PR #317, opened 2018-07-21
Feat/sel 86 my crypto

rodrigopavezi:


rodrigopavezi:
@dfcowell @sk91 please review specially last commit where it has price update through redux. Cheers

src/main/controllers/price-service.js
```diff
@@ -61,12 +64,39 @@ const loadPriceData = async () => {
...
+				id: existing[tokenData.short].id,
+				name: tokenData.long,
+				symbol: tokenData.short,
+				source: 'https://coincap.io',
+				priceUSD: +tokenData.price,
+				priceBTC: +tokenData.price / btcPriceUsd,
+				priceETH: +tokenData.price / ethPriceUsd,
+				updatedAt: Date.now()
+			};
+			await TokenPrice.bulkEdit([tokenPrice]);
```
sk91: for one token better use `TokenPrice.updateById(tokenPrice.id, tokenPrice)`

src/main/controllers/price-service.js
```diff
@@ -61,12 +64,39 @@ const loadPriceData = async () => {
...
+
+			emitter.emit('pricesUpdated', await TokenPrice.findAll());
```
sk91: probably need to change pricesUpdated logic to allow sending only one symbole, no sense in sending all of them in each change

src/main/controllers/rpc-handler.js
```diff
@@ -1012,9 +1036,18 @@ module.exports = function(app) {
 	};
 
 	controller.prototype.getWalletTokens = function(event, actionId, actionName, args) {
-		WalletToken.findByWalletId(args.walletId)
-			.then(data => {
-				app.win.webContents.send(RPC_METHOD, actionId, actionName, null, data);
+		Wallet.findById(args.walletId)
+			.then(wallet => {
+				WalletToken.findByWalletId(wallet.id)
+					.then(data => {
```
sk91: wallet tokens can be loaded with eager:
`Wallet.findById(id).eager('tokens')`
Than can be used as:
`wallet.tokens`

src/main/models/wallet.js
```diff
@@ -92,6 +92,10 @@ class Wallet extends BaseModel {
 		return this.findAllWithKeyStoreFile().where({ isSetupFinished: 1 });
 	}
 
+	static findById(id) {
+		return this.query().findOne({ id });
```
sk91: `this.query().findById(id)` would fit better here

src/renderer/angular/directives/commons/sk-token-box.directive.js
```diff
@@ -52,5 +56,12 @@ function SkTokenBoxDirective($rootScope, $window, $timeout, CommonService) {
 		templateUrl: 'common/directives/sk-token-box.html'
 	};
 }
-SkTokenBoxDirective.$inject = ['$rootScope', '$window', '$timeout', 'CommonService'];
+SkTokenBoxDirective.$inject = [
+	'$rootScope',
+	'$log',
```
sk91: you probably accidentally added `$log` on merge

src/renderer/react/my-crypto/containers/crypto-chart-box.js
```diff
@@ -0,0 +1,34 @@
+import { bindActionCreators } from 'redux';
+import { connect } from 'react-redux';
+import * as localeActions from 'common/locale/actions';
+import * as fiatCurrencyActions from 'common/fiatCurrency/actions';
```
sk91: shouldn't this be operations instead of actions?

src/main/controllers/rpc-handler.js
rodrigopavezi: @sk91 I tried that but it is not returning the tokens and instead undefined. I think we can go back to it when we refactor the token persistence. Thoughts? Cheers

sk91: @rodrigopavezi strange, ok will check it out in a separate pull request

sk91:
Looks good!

==

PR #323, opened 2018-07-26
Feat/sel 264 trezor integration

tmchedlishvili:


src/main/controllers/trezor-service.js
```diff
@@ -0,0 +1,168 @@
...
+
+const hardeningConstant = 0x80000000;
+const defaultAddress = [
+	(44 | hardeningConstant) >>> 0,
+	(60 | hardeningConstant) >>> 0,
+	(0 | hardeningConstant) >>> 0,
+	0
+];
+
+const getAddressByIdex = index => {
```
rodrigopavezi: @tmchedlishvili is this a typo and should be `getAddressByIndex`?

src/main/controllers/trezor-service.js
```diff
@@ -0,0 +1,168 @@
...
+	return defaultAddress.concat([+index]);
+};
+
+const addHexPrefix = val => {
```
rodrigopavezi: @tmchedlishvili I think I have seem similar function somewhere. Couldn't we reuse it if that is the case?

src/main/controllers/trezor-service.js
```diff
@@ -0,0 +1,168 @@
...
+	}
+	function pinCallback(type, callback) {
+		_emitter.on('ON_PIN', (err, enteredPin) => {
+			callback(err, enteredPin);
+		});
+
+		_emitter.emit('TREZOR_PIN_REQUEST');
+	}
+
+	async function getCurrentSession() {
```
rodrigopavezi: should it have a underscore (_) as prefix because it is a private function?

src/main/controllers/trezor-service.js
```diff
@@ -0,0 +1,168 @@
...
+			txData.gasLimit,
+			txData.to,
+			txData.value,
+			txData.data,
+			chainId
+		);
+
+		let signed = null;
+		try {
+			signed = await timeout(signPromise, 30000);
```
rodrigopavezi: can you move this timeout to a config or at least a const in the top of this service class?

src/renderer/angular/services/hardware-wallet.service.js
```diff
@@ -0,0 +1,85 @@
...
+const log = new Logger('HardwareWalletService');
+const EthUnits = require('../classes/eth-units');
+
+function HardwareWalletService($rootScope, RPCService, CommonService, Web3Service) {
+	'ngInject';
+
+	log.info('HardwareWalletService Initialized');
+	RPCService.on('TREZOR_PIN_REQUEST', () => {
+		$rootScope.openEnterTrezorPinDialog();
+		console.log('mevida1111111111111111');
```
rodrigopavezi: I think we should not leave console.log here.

==

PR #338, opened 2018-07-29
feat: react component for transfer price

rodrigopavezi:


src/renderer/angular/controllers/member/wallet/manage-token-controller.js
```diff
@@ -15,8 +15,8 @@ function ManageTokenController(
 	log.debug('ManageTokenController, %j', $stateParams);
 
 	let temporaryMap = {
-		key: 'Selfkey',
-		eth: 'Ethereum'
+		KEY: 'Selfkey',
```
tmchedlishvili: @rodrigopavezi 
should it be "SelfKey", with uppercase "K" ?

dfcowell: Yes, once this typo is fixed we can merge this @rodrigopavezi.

**Your goal**
Read the listing above, then copy every line that includes the string "await".

**Solved exercise**
+			await TokenPrice.bulkEdit([tokenPrice]);
+			emitter.emit('pricesUpdated', await TokenPrice.findAll());
+			signed = await timeout(signPromise, 30000);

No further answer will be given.